What you have to do:
Nothing but the entries, copied exactly, should appear in the response.

Record excerpts:
PR #5975, opened 2024-08-08
Bitcast

reddyn12:


geohot:
Please don't submit incomplete PRs like this

reddyn12:
> Please don't submit incomplete PRs like this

Finished exercise:
PR #5975, opened 2024-08-08
Bitcast

reddyn12:


geohot:
Please don't submit incomplete PRs like this

reddyn12:
> Please don't submit incomplete PRs like this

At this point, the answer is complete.